Studying the correlation between lesion load and cognitive impairment, there was a non-significant negative correlation between the lesion load in FLAIR (p = 0.512 for cortical lesions) and DIR (p = 0.392 for cortical lesions) sequences and the results of SDMT cognitive assessment. The explanation of such weak correlation could be related to the relatively small number of cases and also that subpial cortical lesions, which are associated with physical and cognitive dysfunction in patients with MS, are poorly detected by conventional MRI and even DIR [15].
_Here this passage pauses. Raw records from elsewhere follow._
PR #4457, opened 2025-03-19
Required file field behaviour in stream field forms

### LINKED ISSUE #4401: Required file field in a stream form doesn't show error on submit when empty
If the file field is present in the stream forms and it's a required field, submitting the form doesn't validate the files and saves as normal.

Desired behavior: error should be shown for all the required file fields both single file field and multiple file field.

sandeepsajan0:
Fixes #4401 

## Test Steps

 - [ ] Try it as an applicant, and pick any fund/form that has the required file/image field.
 - [ ] It should show the error if the required file is not uploaded(previously it was silently failing).
 - [ ] It should work just fine as soon as all required files are uploaded.

### DIFF
--- a/hypha/apply/funds/templates/funds/application_base.html
+++ b/hypha/apply/funds/templates/funds/application_base.html
@@ -85,30 +85,6 @@
 {% endblock %}
 
 {% block extra_js %}
-    <script>
-        document.addEventListener("DOMContentLoaded", function () {
-            let fileInputs = document.querySelectorAll("input[type='file'][required]");
-
-            fileInputs.forEach(input => {
-                input.addEventListener("invalid", function (event) {
-
-                    event.preventDefault(); // Prevent default browser behavior
-
-                    // Find the closest dff-uploader wrapper and display an error
-                    let container = input.closest(".dff-uploader");
-                    if (container) {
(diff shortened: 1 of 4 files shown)


hypha/apply/funds/templates/funds/application_base.html
```diff
@@ -85,6 +85,30 @@ <h3>{% blocktrans %}Sorry this {{ page|verbose_name }} is not accepting applicat
...
+                            errorDiv.innerText = "This field is required. Please upload a file."; // Show error message
+                            errorDiv.style.color = "red";
+                        }
+                    } else {
+                        alert("Please upload a file."); // Fallback for direct file inputs
+                    }
+                });
+            });
+        });
+    </script>
```
frjo: Maybe we can place this code in the `file-uploads.js` file? That file is always loaded and also relates to file upload fields.

frjo (dismissed):
The test fails so needs some adjustments.

hypha/apply/funds/templates/funds/application_base.html
sandeepsajan0: Yes, that seems more isolated and consistent.

frjo (approved):
Nice!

The study has some limitations including the relatively small sample size, measurement of the number of the lesions only discarding the lesion’s volume, even though several studies reported cortical lesions volume as a more accurate predicting factor of cognitive impairment. However, volumetric measures are usually technically difficult, while cortical lesions count can be easily evaluated. Some studies reported that DIR is a time-consuming sequence and has a high tissue absorption rate. Based on such disadvantages over FLAIR, one might think that its routine use in MS imaging may not be justified [18, 19]; however, in our study, 3D DIR sequence required an additional 4 min 46 s only. The aim of our study was to compare the number of detected lesions on FLAIR and DIR sequences. Thus, it was performed without intravenous contrast administration, so we cannot judge the role of DIR in active MS lesions which needs further larger studies comparing post contrast T1 WIs with DIR and FLAIR images.